Early Modern Multiloquent Authors (EMMA): Designing a large-scale corpus of individuals’ languages

Peter Petré 1 , Lynn Anthonissen 1 , 2 , Sara Budts 1 , Enrique Manjavacas 1 , Emma-Louise Silva 1 , William Standing 1 , and Odile A.O. Strik 1
  • 1 University of Antwerp,
  • 2 Ludwig Maximilian University of Munich,


The present article provides a detailed description of the corpus of Early Modern Multiloquent Authors (EMMA), as well as two small case studies that illustrate its benefits. As a large-scale specialized corpus, EMMA tries to strike the right balance between big data and sociolinguistic coverage. It comprises the writings of 50 carefully selected authors across five generations, mostly taken from the 17th-century London society. EMMA enables the study of language as both a social and cognitive phenomenon and allows us to explore the interaction between the individual and aggregate levels.

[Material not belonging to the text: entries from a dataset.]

PR #2786, opened 2021-11-04
Removed installation exports

mattpocock:


laurakalbag (commented):
Just to satisfy my curiosity: why are you removing these? Are they no longer used?

mattpocock:
It just feels very weird to have them here! Never seen this on any other docs page.

laurakalbag:
Fair enough!

laurakalbag (approved):

PR #2792, opened 2021-11-08
Rewrote the docs landing page

mattpocock:
https://www.loom.com/share/9800b3f03fbb4bf39a18d57e101deafe


mattpocock:
@laurakalbag Also added this cute visualisation:

image

laurakalbag (commented):
Britishism… we’re all speaking English here 😂

On `XState Visualizer`/`Stately Visualizer`, I still get a bit confused about this. While it is visualis/zing XState, it is the Visualizer belonging to Stately… so maybe we need to clarify this with @davidkpiano.

docs/README.md
```diff
@@ -3,7 +3,7 @@
   <br />
   <img src="https://user-images.githubusercontent.com/1093738/101672561-06aa7480-3a24-11eb-89d1-787fa7112138.png" alt="XState" width="150"/>
   <br />
-    <sub><strong>State machines and statecharts for the modern web.</strong></sub>
+    <sub><strong>Handle complexity anywhere JavaScript runs</strong></sub>
```
laurakalbag, line 6: Ok, so I agree with your point about “for the modern web” being limited, but here we miss the specificity of state machines and statecharts, and “handle complexity” is perhaps too unspecific for a docs landing page. (More of an overall landing page vibe.)

How about using your line as below: “Handle complexity anywhere JavaScript runs using statecharts.” (Just revised as I prefer the wording you used.)

Then we’re:
- *handle complexity*: WHY - benefit of statecharts/XState
- *with statecharts*: HOW - what we’re using to handle the complexity, just statecharts because its technically redundant to say “state machines and statecharts”, and XState is always statecharts and usually more than state machines
- *anywhere JavaScript runs*: WHERE - where you can handle complexity

This isn’t a perfect solution:

- Do we need a WHAT? Specify that the complexity is in applications and/or state specifically?
- Does the length make it less of a tagline and more of just a sentence?

I’m only getting into mega detail on this because it’s the first line on the docs homepage 😊

docs/README.md
```diff
@@ -12,14 +12,23 @@
 [![npm version](https://badge.fury.io/js/xstate.svg)](https://badge.fury.io/js/xstate)
 <img src="https://opencollective.com/xstate/tiers/backer/badge.svg?label=sponsors&color=brightgreen" />
 
-JavaScript and TypeScript [finite state machines](https://en.wikipedia.org/wiki/Finite-state_machine) and [statecharts](https://www.sciencedirect.com/science/article/pii/0167642387900359/pdf) for the modern web.
+Handle complexity anywhere JavaScript runs using statecharts.
```
laurakalbag, line 15: Could this be “Handle complex states anywhere JavaScript runs using statecharts.”? Just to be a bit more specific about the complexity, and as an intro for the following list?

laurakalbag (commented):
Should we bring back another real-life example of a state machine? I’ve got some reservations about replacing the tagline, though I agree with the critique of the current tagline, and otherwise think this is a big improvement.

docs/README.md
```diff
@@ -3,7 +3,7 @@
   <br />
   <img src="https://user-images.githubusercontent.com/1093738/101672561-06aa7480-3a24-11eb-89d1-787fa7112138.png" alt="XState" width="150"/>
   <br />
-    <sub><strong>State machines and statecharts for the modern web.</strong></sub>
```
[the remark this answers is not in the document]
davidkpiano: Yep, these are for the GitHub styles - unfortunately we can't have a stylesheet in here for the GItHub readme.

docs/README.md
mattpocock:
```suggestion
    <sub><strong>Build with statecharts, anywhere JavaScript runs</strong></sub>
```

⬆️ ❓

docs/README.md
```diff
@@ -12,14 +12,23 @@
 [![npm version](https://badge.fury.io/js/xstate.svg)](https://badge.fury.io/js/xstate)
 <img src="https://opencollective.com/xstate/tiers/backer/badge.svg?label=sponsors&color=brightgreen" />
 
-JavaScript and TypeScript [finite state machines](https://en.wikipedia.org/wiki/Finite-state_machine) and [statecharts](https://www.sciencedirect.com/science/article/pii/0167642387900359/pdf) for the modern web.
+Handle complexity anywhere JavaScript runs using statecharts.
 
-New to state machines and statecharts? [Read our introduction](/guides/introduction-to-state-machines-and-statecharts/).
+- Create **robust applications**, both on the **frontend and backend**
+- **Visualize your app's logic** in our awesome **dev tools**
+- Integrates with Node, [React](./packages/xstate-react/index.md), [Vue](./packages/xstate-vue/index.md), [Svelte](./packages/xstate-svelte/index.md) - anywhere JavaScript runs
```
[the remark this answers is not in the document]
mattpocock: Yyyy... Unsure, we probably need a page for how to implement XState in the backend. But since there's no strong recommendations/integration package, it's a little dicey.

docs/README.md
davidkpiano: Agree that the tagline should be more descriptive of what XState actually is

docs/README.md
davidkpiano: I would rephrase "anywhere JavaScript runs" to "in JavaScript" as that reads a bit more naturally

docs/README.md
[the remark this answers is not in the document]
laurakalbag: Ok, I’ll have a look into what we can do that gives us slightly better semantics for assistive tech and seo.

docs/README.md
mattpocock: Yep I'm down for this, anything that isn't 'modern web' is fine by me and we can workshop a proper tagline later

PR #2796, opened 2021-11-08
Condense introductions in each section to redirect to the introduction to statecharts

mattpocock:
https://www.loom.com/share/12f6b90aa48c453c91d1213adff63553


laurakalbag (changes requested):
I think the restructuring works overall.

This is another review with a lot of copyediting that may be more for @davidkpiano (as the original author) than @mattpocock.

mattpocock:
@laurakalbag I think a lot of the comments relate to text I haven't changed, and because of the code folding issue I'm not always sure what you're referring to - especially because line numbers change as edits are made. Any chance we could move these comments to their own issue, and correct them in a separate PR?

laurakalbag:
> @laurakalbag I think a lot of the comments relate to text I haven't changed, and because of the code folding issue I'm not always sure what you're referring to - especially because line numbers change as edits are made. Any chance we could move these comments to their own issue, and correct them in a separate PR?

Good shout. I’ll find a better way to do the editing for older content too.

The first part of the article is a detailed description of EMMA’s first release as well as the sociolinguistic and methodological principles that underlie its design and compilation. We cover the conceptual decisions and practical implementations at various stages of the compilation process: from text-markup, encoding and data preprocessing to metadata enrichment and verification.

In the second part, we present two small case studies to illustrate how rich contextualization can guide the interpretation of quantitative corpus-linguistic findings. The first case study compares the past tense formation of strong verbs in writers without access to higher education to that of writers with an extensive training in Latin. The second case study relates s/th-variation in the language of a single writer, Margaret Cavendish, to major shifts in her personal life.